Beggars flock to Oman from Pakistan and Yemen during Ramadan

Oman has seen an increase in beggars during the first days of Ramadan this year. They come from Yemen, Syria and Pakistan to make money.

MUSCAT // Kareem Balochi put his life at risk when he travelled by boat illegally from Gwadar in south-western Pakistan to Oman. The 26-year-old decided to make the gruelling journey so he could beg in Oman during Ramadan to send money home.

It took Mr Balochi nearly a day — travelling in a rickety vessel packed with sheep — before landing in the Musandam peninsula in the early hours of the morning before Ramadan started.

He was not alone. There were six other young men from the Pakistani port of Gwadar, located across the Arabian Gulf from Oman.

The seven men then travelled by road to Muscat on the first day of Ramadan to start their begging expedition. They hid in the back of the pickup truck when the road passed in and out of the UAE.

"Ours is one of many boats from Gwadar that travel daily to Musandam a month before Ramadan. We are all beggars.
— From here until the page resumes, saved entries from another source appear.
PR #288, opened 2021-12-03
Support codelist tables being written to temp db

bloodearnest:
- feat: support use of temporary database for codelist tables
- ci: fix dbx script to work inside and outside venv

### DIFF
--- a/cohortextractor2/query_engines/spark.py
+++ b/cohortextractor2/query_engines/spark.py
@@ -57,6 +57,9 @@ class SparkQueryEngine(BaseSQLQueryEngine):
         self._temp_table_names.add(temp_table_name)
         return temp_table_name
 
+    def get_temp_database(self):
+        return self.backend.temporary_database
+
     def post_execute_cleanup(self, cursor):
         """
         Called after results have been fetched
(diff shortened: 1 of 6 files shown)


cohortextractor2/query_engines/spark.py
```diff
@@ -57,6 +57,9 @@ def get_temp_table_name(self, table_name):
         self._temp_table_names.add(temp_table_name)
         return temp_table_name
 
+    def get_temp_database(self):
+        return self.backend.temporary_database
```
evansd, line 61: Does this attribute exist on the backend? I can't see it being created anywhere.

I'm also not sure whether it's a property of the backend or a property of the connection.I can see arguments either way. But as things are currently conceived the backend defines the schema but it doesn't know where that schema lives; that's defined by the environment at runtime. I feel like the temporary database name belongs in the same bucket.

evansd (approved):
Looks good apart from my question below.

cohortextractor2/query_engines/spark.py
bloodearnest: It's set in the base backend: https://github.com/opensafely-core/cohort-extractor-v2/blob/main/cohortextractor2/backends/base.py#L23

bloodearnest: I just used the existing config infrastructure for the TPP db's use of a temporary database, basically

evansd: Ahhh, fine yes, sorry! It's because I'd forgotten how the config gets passed in to the backend constructor. That could all do with refactoring at some point, but not now.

I would say at least 700 Pakistanis from Gwadar are here this Ramadan," Mr Balochi told The National.

“Life is difficult there [in Gwadar]. No jobs. I made about 880 Omani rials (Dh8,760) in Ramadan last year begging in Oman. I earn that for two years working as a labourer back home,” he said.

Worshippers and residents say an unusually high number of beggars from overseas are in the country this Ramadan begging at the mosques or walking door to door.

“Yemenis go through a war and they find Ramadan difficult to make ends meet than the usual months. They just cross the border illegally and find their way to Muscat,” said Hassan Al Khalili, one of the regular worshippers of a mosque in Muscat.

“But it is not just them begging. Syrians as well, Bangladeshis and Libyans. They eat iftar with us in the mosque and this time their number is much larger than last year,” said Mr Al Khalili.

A Syrian who identified himself as Mustafa was standing at the gate of a mosque holding a placard in his right hand, with Arabic scribbling that read: “Help a fellow Muslim in distress”.

In his left hand was a tin cup for worshippers to drop money in.

At the sight of a police patrol car, he and other beggars disappeared, only to come back a few minutes later.

Begging is illegal in Oman and those found guilty face up to three months imprisonment and deportation.

“It is not a good place to be in Syria right now,” said Mustafa.

“I came here illegally through the UAE-Oman border last week. I heard that the policemen in Oman are not that vigilant like it is in UAE.

“I would say there are at least 150 of my compatriots begging in Oman this month. We don’t beg in one mosque but in different places to escape police detection,” he said.

Salim Al Aulaki, a policeman on patrol in Muscat said they arrested 36 beggars from six different countries in the first two days of Ramadan this year.

“In the whole of Ramadan last year, we arrested about 140. This time about 20 per cent of that number in just two days. It means there are a lot of them here this Ramadan,” he said.

Beggars are also spotted waiting at the ATM machines as well as knocking on doors pestering people for money. Some wait at petrol stations carrying infants or showing fake medical documents to drivers filling up their cars with fuel.

“This man, speaking in a whisper, showed me a medical certificate saying he needed an urgent throat surgery back in his native country. He was here in Oman to collect money from begging to pay for it,” Suhail Al Sharji, a taxi driver based in Muscat, said.

“It looks fake [the medical document] but this explains how far these beggars go to get money from people in the streets.”